During one battle of many on Bajor, during the Cardassian occupation, a resistance cell found one building especially difficult to capture. A Cardassian man and woman, working as a team, absolutely fought to the death to protect their corner of the facility. It wasn't until the aftermath of the battle when one of the Bajoran resistance members thought to investigate, expecting to find a very important piece of technology, or information vital to the Cardassian government. What he found was a Cardassian female infant.
Having just lost his own family to battle, this Bajoran might have been angry and vindictive, deciding that it served them right to have to go through what he did. He was more compassionate than bitter, though, and felt an echo of the same sorrow he had when his own family had died. He took the infant back with him, with a half-formed notion of raising her on his own.
He soon discovered that he could not do that. Though the Bajoran people on the whole were not inclined to punish the children for the sins of their parents, there were a couple of angry Resistance members who couldn't see past the blindness of their own hatred. One of them tried to strike the baby with a killing blow. He blocked her, breaking his own arm in the process. Understanding quickly that he could not keep the infant in that place, he came upon a stroke of luck when he found a small Vulcan team landing to provide humanitarian aid to the Bajoran people. He explained the situation to the team, and one couple agreed to take the girl.

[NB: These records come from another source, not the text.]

PR #1455, opened 2021-12-28
feat: Add ignoreUnknownField support in JsonWriter

yirutang:

### DIFF
--- a/google-cloud-bigquerystorage/src/main/java/com/google/cloud/bigquery/storage/v1/JsonStreamWriter.java
+++ b/google-cloud-bigquerystorage/src/main/java/com/google/cloud/bigquery/storage/v1/JsonStreamWriter.java
@@ -137,7 +137,8 @@ public class JsonStreamWriter implements AutoCloseable {
     for (int i = 0; i < jsonArr.length(); i++) {
       JSONObject json = jsonArr.getJSONObject(i);
       Message protoMessage =
-          JsonToProtoMessage.convertJsonToProtoMessage(this.descriptor, this.tableSchema, json, ignoreUnknownFields);
+          JsonToProtoMessage.convertJsonToProtoMessage(
+              this.descriptor, this.tableSchema, json, ignoreUnknownFields);
       rowsBuilder.addSerializedRows(protoMessage.toByteString());
     }
     // Need to make sure refreshAppendAndSetDescriptor finish first before this can run
--- a/google-cloud-bigquerystorage/src/main/java/com/google/cloud/bigquery/storage/v1/JsonStreamWriter.java
+++ b/google-cloud-bigquerystorage/src/main/java/com/google/cloud/bigquery/storage/v1/JsonStreamWriter.java
@@ -355,12 +355,14 @@ public class JsonStreamWriter implements AutoCloseable {
     }
 
     /**
-     * Ignores fields unknown to BigQuery in Json input.
+     * Setter for a ignoreUnkownFields, if true, unknown Json fields to BigQuery will be ignored
+     * instead of error out.
      *
+     * @param ignoreUnknownFields
      * @return Builder
      */
-    public Builder ignoreUnknownFields() {
-      this.ignoreUnknownFields = true;
+    public Builder setIgnoreUnknownFields(boolean ignoreUnknownFields) {
+      this.ignoreUnknownFields = ignoreUnknownFields;
       return this;
     }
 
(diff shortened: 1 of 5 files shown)


stephaniewang526:
We should revisit the [test case for schema update](https://github.com/googleapis/java-bigquerystorage/pull/1447/files/2ba2b894e2bc9d48e4fc777db5e831c859f7277c#diff-ffee812085dc0a657a9349957229bd7aaa7a4cd150027e4435faf3eed5023b6bR497) while introducing this feat (related to [this comment](https://github.com/googleapis/java-bigquerystorage/pull/1447#discussion_r774182728)).

yirutang (commented):
PTAL, rebased.

google-cloud-bigquerystorage/src/main/java/com/google/cloud/bigquery/storage/v1/JsonStreamWriter.java
```diff
@@ -350,6 +354,16 @@ public Builder setTraceId(String traceId) {
       return this;
     }
 
+    /**
+     * Ignores fields unknown to BigQuery in Json input.
+     *
+     * @return Builder
+     */
+    public Builder ignoreUnknownFields() {
```
stephaniewang526, line 362: I think it's more conventional and explicit(true vs. false) if we do `setIgnoreUnknownFields(boolean ignoreUnknwonFields) {...}` ([an equivalent example](https://github.com/googleapis/java-bigquery/blob/main/google-cloud-bigquery/src/main/java/com/google/cloud/bigquery/QueryJobConfiguration.java#L497-L499) in google-cloug-bigquery client).

google-cloud-bigquerystorage/src/main/java/com/google/cloud/bigquery/storage/v1/JsonToProtoMessage.java
```diff
@@ -64,7 +64,8 @@ public static DynamicMessage convertJsonToProtoMessage(Descriptor protoSchema, J
     Preconditions.checkNotNull(protoSchema, "Protobuf descriptor is null.");
     Preconditions.checkState(json.length() != 0, "JSONObject is empty.");
 
-    return convertJsonToProtoMessageImpl(protoSchema, null, json, "root", /*topLevel=*/ true);
+    return convertJsonToProtoMessageImpl(
+        protoSchema, null, json, "root", /*topLevel=*/ true, false);
```
stephaniewang526, line 68: As discussed offline, `topLevel` is not used in `convertJsonToProtoMessageImpl`. Hence, we should remove it.

google-cloud-bigquerystorage/src/main/java/com/google/cloud/bigquery/storage/v1/JsonToProtoMessage.java
```diff
@@ -117,9 +151,11 @@ private static DynamicMessage convertJsonToProtoMessageImpl(
       String jsonLowercaseName = jsonName.toLowerCase();
       String currentScope = jsonScope + "." + jsonName;
       FieldDescriptor field = protoSchema.findFieldByName(jsonLowercaseName);
-      if (field == null) {
+      if (field == null && !ignoreUnknownFields) {
         throw new IllegalArgumentException(
             String.format("JSONObject has fields unknown to BigQuery: %s.", currentScope));
+      } else if (field == null) {
```
stephaniewang526, line 157: This check seems redundant.

stephaniewang526 (changes requested):

google-cloud-bigquerystorage/src/main/java/com/google/cloud/bigquery/storage/v1/JsonToProtoMessage.java
yirutang: Ack

google-cloud-bigquerystorage/src/main/java/com/google/cloud/bigquery/storage/v1/JsonToProtoMessage.java
yirutang: If it is null, it means we cannot proceed on further processing. Otherwise, null ptr will be thrown if we continue.

google-cloud-bigquerystorage/src/main/java/com/google/cloud/bigquery/storage/v1/JsonStreamWriter.java
yirutang: Done.

google-cloud-bigquerystorage/src/main/java/com/google/cloud/bigquery/storage/v1/JsonToProtoMessage.java
stephaniewang526: Okay makes sense -- this allows us to skip the unknown field in the middle and proceed onto other fields.

stephaniewang526 (approved):

PR #1456, opened 2021-12-30
fix: update storageError support due to server side enhancement

stephaniewang526:
client-side changes corresponding to cl/408735437

### DIFF
--- a/google-cloud-bigquerystorage/src/main/java/com/google/cloud/bigquery/storage/v1/StreamWriter.java
+++ b/google-cloud-bigquerystorage/src/main/java/com/google/cloud/bigquery/storage/v1/StreamWriter.java
@@ -594,14 +594,11 @@ public class StreamWriter implements AutoCloseable {
                   + " for stream "
                   + streamName);
         } else {
-          this.connectionFinalStatus = finalStatus;
+          Exceptions.StorageException storageException = Exceptions.toStorageException(finalStatus);
+          this.connectionFinalStatus = storageException != null ? storageException : finalStatus;
           log.info(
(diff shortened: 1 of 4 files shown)


google-cloud-bigquerystorage/src/main/java/com/google/cloud/bigquery/storage/v1/StreamWriter.java
```diff
@@ -599,13 +599,13 @@ private void doneCallback(Throwable finalStatus) {
...
         }
       }
+      Exceptions.StorageException storageException = Exceptions.toStorageException(finalStatus);
+      if (storageException != null) {
+        this.connectionFinalStatus = storageException;
+      }
     } finally {
       this.lock.unlock();
     }
-    Exceptions.StorageException storageException = Exceptions.toStorageException(finalStatus);
```
yirutang, line 605: why move this inside the lock?

yirutang: Actually, we should move it even up to l597, otherwise, there will be a problem.

yirutang (approved):

google-cloud-bigquerystorage/src/main/java/com/google/cloud/bigquery/storage/v1/StreamWriter.java
stephaniewang526: As discussed offline, the Exception conversion needs to be protected by the lock so that it is not thrown before getting converted.

tswast (approved):

PR #1470, opened 2022-01-07
ci: try using oidc for samples test

chingor13:


.github/workflows/samples.yaml
```diff
@@ -12,3 +16,65 @@ jobs:
...
+    - run: java -version
+    - run: echo "${SAMPLE_SECRETS}" > ${{ runner.temp }}/sample-secrets
+      env:
+        SAMPLE_SECRETS: '${{ steps.secrets.outputs.env_vars }}'
+    - run: .kokoro/build.sh
+      env:
+        JOB_TYPE: samples
+        GOOGLE_CLOUD_PROJECT: java-docs-samples-testing
+        SAMPLE_SECRETS: ${{ runner.temp }}/sample-secrets
+        KOKORO_GITHUB_PULL_REQUEST_NUMBER: 123
```
chingor13, line 58: We can clean up this and the build.sh to signal to only run the snapshot test

.github/workflows/samples.yaml
```diff
@@ -12,3 +16,65 @@ jobs:
...
+        service_account: 'java-docs-samples-testing@java-docs-samples-testing.iam.gserviceaccount.com'
+        create_credentials_file: 'true'
+        access_token_lifetime: 300s
+        token_format: 'access_token'
+        cleanup_credentials: false
+    - id: 'secrets'
+      uses: 'google-github-actions/get-secretmanager-secrets@v0'
+      with:
+        secrets: |-
+          env_vars:cloud-devrel-kokoro-resources/java-bigquerystorage-samples-secrets
```
chingor13, line 44: With this strategy, we can also put this secret in the java-docs-samples-testing project instead of the shared project

PR #1550, opened 2022-02-25
fix: add more idiomatic way to insert ARRAY<BYTES> data

stephaniewang526:
Towards b/219375453

### DIFF
--- a/google-cloud-bigquerystorage/src/main/java/com/google/cloud/bigquery/storage/v1/JsonToProtoMessage.java
+++ b/google-cloud-bigquerystorage/src/main/java/com/google/cloud/bigquery/storage/v1/JsonToProtoMessage.java
@@ -16,6 +16,7 @@
 package com.google.cloud.bigquery.storage.v1;
 
 import com.google.api.pathtemplate.ValidationException;
+import com.google.cloud.ByteArray;
 import com.google.common.base.Preconditions;
 import com.google.common.collect.ImmutableMap;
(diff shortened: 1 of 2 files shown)


yirutang (approved):

google-cloud-bigquerystorage/src/main/java/com/google/cloud/bigquery/storage/v1/JsonToProtoMessage.java
```diff
@@ -416,7 +416,9 @@ private static void fillRepeatedField(
             }
           }
           if (!added) {
-            if (val instanceof JSONArray) {
+            if (val instanceof byte[]) {
+              protoMsg.addRepeatedField(fieldDescriptor, val);
+            } else if (val instanceof JSONArray) {
```
tswast, line 421: [no action required in this PR] It's a bummer to still see `org.json` used as a dependency here. I assume we have an issue tracking a migration to Gson?

tswast (approved):

google-cloud-bigquerystorage/src/main/java/com/google/cloud/bigquery/storage/v1/JsonToProtoMessage.java
stephaniewang526: Yeah, for sure -- b/216657461 is tracking this work.

PR #417, opened 2017-01-03
Fixed Braintree payments

ttshivers:
Braintree payments do not work unless you use these new non-deprecated functions. Found this fix at: http://doginthehat.com.au/2015/03/deprecated-error-with-lemonstand-v1-and-braintree-payments/

### DIFF
--- a/includes/lib/Braintree/Braintree/Util.php
+++ b/includes/lib/Braintree/Braintree/Util.php
@@ -136,7 +136,9 @@ class Braintree_Util
      */
     public static function delimiterToCamelCase($string, $delimiter = '[\-\_]')
     {
-        return preg_replace('/' . $delimiter . '(\w)/e', 'strtoupper("$1")',$string);
+        return preg_replace_callback('/' . $delimiter . '(\w)/',function($matches) {
+            return strtoupper($matches[1]);
+        }, $string);
     }
 
     /**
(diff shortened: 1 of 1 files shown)


Manatee-Outlaw:
This solution actually solved a long-running problem my company had with Braintree. Neither one of us knew what was going on!

ttshivers:
I ended up figuring out this solution after I got these errors:
```
PHP Warning:  preg_replace(): The /e modifier is no longer supported, use preg_replace_callback instead in /var/www/html/wp-content/plugins/paid-memberships-pro/includes/lib/Braintree/Braintree/Util.php on line 164
PHP Warning:  XMLWriter::startElement(): Invalid Element Name in /var/www/html/wp-content/plugins/paid-memberships-pro/includes/lib/Braintree/Braintree/Xml/Generator.php on line 71
```

eighty20results:
It's ultimately up to Jason, but updating the actual library to a more recent version where Braintree directly supports PHP7 seems like a more clean and future proof solution than taking on the support burden of their library with our resources. But that's just my opinion... :)

ttshivers:
Sure, I agree that updating the library is a much better solution, but the way it is right now, Braintree doesn't work with pmpro at all with PHP7, so until you do update the library, this might be an acceptable temporary fix.

strangerstudios:
Thanks for this! I'm going to merge and test right now. Will have it pushed out ASAP.

I agree that we need to move to PHP7 soon, but in the meantime we'll have to maintain this old library.

jbruggeling:
Is there any timeline when you will move to a new library? Would be awesome to pass the custom string through the braintree api so users can set the company / website name that is used on the credit card statement.

jbruggeling:
Also is there anything else that will break if i turn on php 7?

ttshivers:
I am using php 7 and everything else is working fine.

PR #418, opened 2017-01-10
BUG: Cancellations showing 0 for All Time under Membership report

contemplate:
The last bug fix didn't actually fix the issue.  This fixes it for realz!

### DIFF
--- a/adminpages/reports/memberships.php
+++ b/adminpages/reports/memberships.php
@@ -224,8 +224,7 @@ function pmpro_report_memberships_page()
 		else
 			$sqlQuery .= "WHERE mu1.status IN('inactive','expired','cancelled','cancelled_admin') ";
 			
-		$sqlQuery .= "AND mu2.id IS NULL 
-		AND mu1.startdate >= '" . $startdate . "' 
+		$sqlQuery .= "AND mu1.startdate >= '" . $startdate . "' 
 		AND mu1.startdate < '" . $enddate . "' ";
 		 
 		//restrict by level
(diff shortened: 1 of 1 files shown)


strangerstudios:
Thanks for the pull request! I think we can merge it as is, but had a question at one point: https://github.com/strangerstudios/paid-memberships-pro/pull/418/files#r96014772

contemplate:
Great! Maybe I'm missing something.  What is the question? :)

strangerstudios:
There was a line in the query that you removed:

    $sqlQuery .= "AND mu2.id IS NULL 

This the query left joins onto mu2 and checks to see if the user with an entry with status "cancelled"/etc has a newer entry with status "active" that was created within 24 hours of the cancellation... basically showing that the user upgraded/downgraded instead of cancelled.

This isn't really necessary anymore since we have specific admin_changed and changed status for when this happens, but older sites (before 2015 or so) will have users who upgraded and would be counted as cancels without this. That might be okay.

If this is confusing to you, I'll noodle that over and add it back in or keep it out and merge the rest of your fixes.

contemplate:
Actually that exact line directly fixed the Zero cancellations issue on two site we built in 2015 & 2016.  I remember months ago when I was debugging this and manually running this query through PHPMYADMIN with user ids I know that should show up as cancelled that it was produce no results.  I removed that and it showed the correct results.  I hadn't thought about the situation you are describing.

strangerstudios:
I'm going to merge this in with the reverse compatibility stuff out. I'll also remove the related left join in the query. Thanks!

Issue #422, opened 2017-01-27
Apply PHP_CodeSniffer WordPress Coding Standards


salcode:
See https://github.com/WordPress-Coding-Standards/WordPress-Coding-Standards

After PHP_CodeSniffer and these coding standards are installed, running the following from the command line

```
phpcbf --extensions=php ./paid-memberships-pro/ --standard=WordPress-Core -p
```

will apply the changes PHP_CodeSniffer can automatically apply to the php files.

`WordPress-Core` is a sub-set of all the available WordPress coding standards, see https://github.com/WordPress-Coding-Standards/WordPress-Coding-Standards#standards-subsets for the full list.

dparker1005:
Thanks for opening this. I’m going to close this older cleanup issue because we now have a `phpcs.xml.dist` ruleset in the repo using WordPress Coding Standards, and our contributor docs ask new changes to follow those standards.

There is still older code that does not fully match WPCS, but keeping one broad issue open for a full-codebase formatting pass is not very actionable. Future work here is better handled as smaller cleanup PRs or a specific issue for PHPCS tooling/CI.

PR #423, opened 2017-01-27
Apply PHP WordPress Coding Standards

salcode:
These changes were generated with the command

```
phpcbf --extensions=php ./paid-memberships-pro/ --standard=WordPress-Core -p
```

Since these changes were auto-generated, I'd recommend reviewing them
before applying them.

See #422


strangerstudios:
Neato. I'll try to find a weekend to review everything... and maybe delay this a bit to not interfere with other open pull requests (which will cause major merge issues). But thanks for sharing that command.

ideadude:
We're now applying WPCS on a case by case basis as we update and refactor old code.

PR #426, opened 2017-02-01
Add filter for modifying the order description in Stripe

rafecolton:
Will enable users to add unique identifiers or otherwise modify order descriptions in order to aid accounting departments in differentiating these payments from other lines of business paid through the same gateway


strangerstudios:
Thanks! I like this and will squeeze into the 1.8.13.6 update going out today.

PR #441, opened 2017-03-18
ikimmybee

ikimmybee:
Requesting pull.


strangerstudios:
The v2.0 branch is wildly out of date. We keep it around for reference. Everything that was being developed there has found its way into v1.8 and/or the MMPU plugin here: https://github.com/strangerstudios/pmpro-multiple-memberships-per-user

I might remove it from the repo here because it's confusing, but before I do. Was there a reason you were using this branch over the master or dev branch? Or maybe you just thought it was more current (understandable with the version numbers).

PR #450, opened 2017-04-26
ENH: Incorrectly attempting to translate variables

eighty20results:


strangerstudios:
These values shouldn't be translated at all... or they should be translated when added to the filter. I'll pull this in and tweak a bit more. Thanks.

strangerstudios:
https://github.com/strangerstudios/paid-memberships-pro/commit/396fd8d6fd34434aa130bb2ed2d74b48335516fe

PR #456, opened 2017-05-07
BUG/FIX: Wouldn't allow cancellation

eighty20results:
If a member attempted to cancel, the level check would incorrectly return false if the member already had the membership level.

### DIFF
--- a/includes/functions.php
+++ b/includes/functions.php
@@ -974,7 +974,7 @@ function pmpro_changeMembershipLevel($level, $user_id = NULL, $old_level_status 
 	if(!is_array($level))
 	{
 		//are they even changing?
-		if(pmpro_hasMembershipLevel($level, $user_id)) {
+		if(!pmpro_hasMembershipLevel($level, $user_id)) {
 			$pmpro_error = __("not changing?", 'paid-memberships-pro' );
 			return false; //not changing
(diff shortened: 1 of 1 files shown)


planetjon:
Are you going to fix this up? I'm still blocked by the same issue and have an identical commit in my fork.

ideadude:
No fix is required here.

    // if it's a custom level, they're changing
    if ( ! is_array( $level ) ) {
      // are they even changing?
      if ( pmpro_hasMembershipLevel( $level, $user_id ) ) {
	      $pmpro_error = __( 'not changing?', 'paid-memberships-pro' );
	      return false; // not changing
      }
    }
    
 If $level is not an arary (i.e. it's a level id number) we check if the user already has the level you are changing to, and if so the function bails, returning false.
 
 So if you call pmpro_changeMembershipLevel( 1, 1 ) and the user with ID = 1 already has level one, this function will bail and do nothing. It returns false. It didn't change the level.
 
 Similarly, if you call pmpro_changeMembershipLevel( 0, 1 ) and the user with ID = 1 has no levels, what is there to cancel? We bail and return false.
 
 If this is failing in a specific case, please submit an issue and let us know so we can come up with the appropriate fix.

PR #464, opened 2017-05-23
Ensure discount codes passed in URL is preserved through PayPal review step

rafecolton:
If a site chooses to offer discount codes but declines to use the discount code UI, in order to reduce checkout page friction, it is possible to include `?discount_code=<code>` in the URL. This works in conjunction with hiding the checkout form field by returning `false` from the `pmpro_show_discount_code` filter. 

In this case, the discount code gets lost at the PayPal order review step. This diff ensures that the discount code, as passed back by PayPal in the callback URL, gets submitted with the checkout form at order review.

### DIFF
--- a/pages/checkout.php
+++ b/pages/checkout.php
@@ -16,6 +16,9 @@
 
 	<input type="hidden" id="level" name="level" value="<?php echo esc_attr($pmpro_level->id) ?>" />
 	<input type="hidden" id="checkjavascript" name="checkjavascript" value="1" />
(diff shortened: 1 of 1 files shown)


rafecolton:
Corresponds to [this](https://www.paidmembershipspro.com/forums/topic/discount-code-doesnt-work-w-paypal-express/#post-106873) members support forum issue

strangerstudios:
Thanks a bunch! Merging in and pushing out ASAP

PR #485, opened 2017-08-16
BUG: Level order was not updating from Levels admin page.

greathmaster:


strangerstudios:
Needs sanitization (along with handling an array of integers), but otherwise looks good.

PR #493, opened 2017-09-01
BUG FIX: PayPal not accepting amounts over $1000

andrewlimaza:
BUG FIX: PayPal was not accepting amounts over $1000, changed `number_format` to include decimals.


strangerstudios:
We need to test this with non-decimal currencies (Yen? Rand?) to make sure it still works. I guess we were already doing the number format thing, just need to not include the commas. So that might be a different bug. But good to test anyway.

andrewlimaza:
@strangerstudios I'm testing with a lot of currencies at the moment and so far so good - tested on Rand, Euro and still testing more. So far so good.

andrewlimaza:
The fix forces `,` for thousands and `.` for cents - seems to work. 👍

PR #502, opened 2017-09-16
BUG: Code ID passed to hook pmpro_save_discount_code() was -1 for newly…

greathmaster:
… added codes.


strangerstudios:
Have you tested this? Looking at the code, I'm not sure that $saveid is set for new discount codes. Let's make sure this change doesn't break anything for updating existing codes/etc either.

PR #513, opened 2017-09-21
ENHANCEMENT/FIX: Use AJAX over direct execution

eighty20results:
When displaying Web Hook URL setting, we should do the same for Braintree as we do for all other gateways.


eighty20results:
Just tested against the Braintree sandbox and PMPro 1.9.4 and got a successful response from Braintree (no errors) when using `wp-admin/admin-ajax.php?action=braintree_webhook` rather than direct execution.

ideadude:
I mentioned in Slack, but I'd also like to test this on a live Braintree account. I feel like this could have been an "only on live servers" type error.

PR #1195, opened 2024-09-25
GRPC Server in Seer

corps:
Note, in this case I left the implementation "empty".  Goal here is to have all the infrastructure in place so that add services is implementing the service interface + adding to server.

There's an unfortunate amount of scaffolding to get a grpc server + health + reflection running, but afterwards each new service is a much smaller footprint (just one line in the setup servers).

Also notably, a big part of this experiment is the XDS credentials line, which may give us the authentication and tls like behavior via XDS hooks in gcloud.

Next goal is to add some tests.


supervisord.conf
```diff
@@ -16,6 +16,18 @@ stdout_logfile_maxbytes=0
 stderr_logfile=/dev/stderr
 stderr_logfile_maxbytes=0
 
+; The grpc server is disabled by default. Set GRPC_SERVER_ENABLE=true in the environment to enable it.
```
corps, line 19: Goal would be to have separated pods running this so that scaling and debugging them is more trivial.  Also not a problem with our networking -- we can ensure that the xds host is unique for json vs grpc, making a whole class of mistakes go away.

src/seer/grpc.py
```diff
@@ -0,0 +1,171 @@
...
+    server.add_secure_port(f"0.0.0.0:{config.GRPC_SERVICE_PORT}", server_creds)
+
+    maintenance_server = ReflectableServer(
+        grpc.server(futures.ThreadPoolExecutor(config.GRPC_THREAD_POOL_SIZE))
+    )
+    logger.info(f"Adding listener for maintenance port {config.GRPC_MAINTENANCE_PORT}")
+    maintenance_server.add_insecure_port(f"0.0.0.0:{config.GRPC_MAINTENANCE_PORT}")
+
+    # Add new services right here.
+    summarize_pb2_grpc.add_IssueSummaryServiceServicer_to_server(issue_summary, server)
```
corps, line 140: Each new service should just be this sort of line based on the codegen file.  In a near future may be worth extracting all the surrounding junk into common libraries.

src/seer/grpc.py
```diff
@@ -0,0 +1,171 @@
...
+    server_fallback_creds = grpc.insecure_server_credentials()
+    server_creds = grpc.xds_server_credentials(server_fallback_creds)
+    logger.info(f"Adding listener for service port {config.GRPC_SERVICE_PORT}")
+    server.add_secure_port(f"0.0.0.0:{config.GRPC_SERVICE_PORT}", server_creds)
+
+    maintenance_server = ReflectableServer(
+        grpc.server(futures.ThreadPoolExecutor(config.GRPC_THREAD_POOL_SIZE))
+    )
+    logger.info(f"Adding listener for maintenance port {config.GRPC_MAINTENANCE_PORT}")
+    maintenance_server.add_insecure_port(f"0.0.0.0:{config.GRPC_MAINTENANCE_PORT}")
```
markstory, line 137: Is the intent here to expose a secondary port that `grpcurl` and related tools can use?

src/seer/grpc.py
```diff
@@ -0,0 +1,171 @@
...
+    config: AppConfig = injected,
+    issue_summary: summarize_pb2_grpc.IssueSummaryServiceServicer = injected,
+    health_servicer: HealthServicer = injected,
+) -> list[grpc.Server]:
+    server = ReflectableServer(
+        grpc.server(futures.ThreadPoolExecutor(config.GRPC_THREAD_POOL_SIZE))
+    )
+
+    server_fallback_creds = grpc.insecure_server_credentials()
+    server_creds = grpc.xds_server_credentials(server_fallback_creds)
```
markstory, line 129: I didn't find a ton of information on how grpc + xds works. I did find [this](https://github.com/grpc/proposal/blob/master/A27-xds-global-load-balancing.md) though, is that what I should read to learn more about xds + grpc?

src/seer/grpc.py
markstory: One line per service seems fair to me.

src/seer/grpc.py
dmajere: @markstory https://cloud.google.com/service-mesh/docs/service-routing/proxyless-overview
we're trying to test this.

markstory (approved):
Looks good to me.

PR #1198, opened 2024-09-26
feat(autofix+copilot): Add support for copilot to trigger autofix

roaga:
1. If a PR url is given in the start request, Autofix will comment on that PR with the analysis result.
2. If the coding step is called on that same run, Autofix will automatically create a PR when done.

Since this work has a tight deadline, and is highly experimental, no tests were added for this. But all existing functionality still works as expected.


src/seer/automation/autofix/autofix_context.py
```diff
@@ -298,6 +298,51 @@ def commit_changes(self, repo_external_id: str | None = None, repo_id: int | Non
...
                             session.commit()
 
+    def comment_root_cause_on_pr(
+        self, pr_url: str, repo_definition: RepoDefinition, root_cause: str
+    ):
+        # make root cause into markdown string
+        state = self.state.get()
+        markdown_comment = textwrap.dedent(
+            """\
+            👋 Hi there! Here is a root cause analysis of {issue} automatically generated by Autofix 🤖
```
trillville, line 308: we'll prob want to tweak this copy for the demo but this is fine for now

trillville (approved):

PR #1199, opened 2024-09-26
fix(autofix): PlanCode snippet and new file quick fixes

jennmueng:
Two quick but impactful fixes for plan+code
1. Some root causes don't have a code snippet now, that was causing a lot of the errors
2. It often likes to create files that already exist, this is a preliminary prompting fix, will have more robust follow up fix

Reduces error rate in plan+code, but not all just yet

Before:
CleanShot 2024-09-26 at 11 31 50
After:
CleanShot 2024-09-26 at 11 29 48


roaga (approved):
Let's hope that 1 point score drop is just flakiness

He told them the girl's name, and they accepted it as hers. He was certain he knew her birth name, because it was inscribed on a tag within her clothing. And so it was that Lina was named after a large Cardassian maternity and infant supplies manufacturer.
The Vulcan couple were braced for a very difficult job, but they were pleasantly surprised. Lina was very anxious to please, and no more explosive in her temper than most Vulcan children, who were born in the "barbaric state" for which Vulcan discipline provides a barrier. Having traveled to many different worlds, her adopted parents were aware that she could not be made into a 'perfect Vulcan', but they encouraged her to take on the culture as her own. She had a reasonably good childhood, as Vulcan discipline in the schools kept other students from bothering her beyond the periodic unfriendly glance, but she had very few friends.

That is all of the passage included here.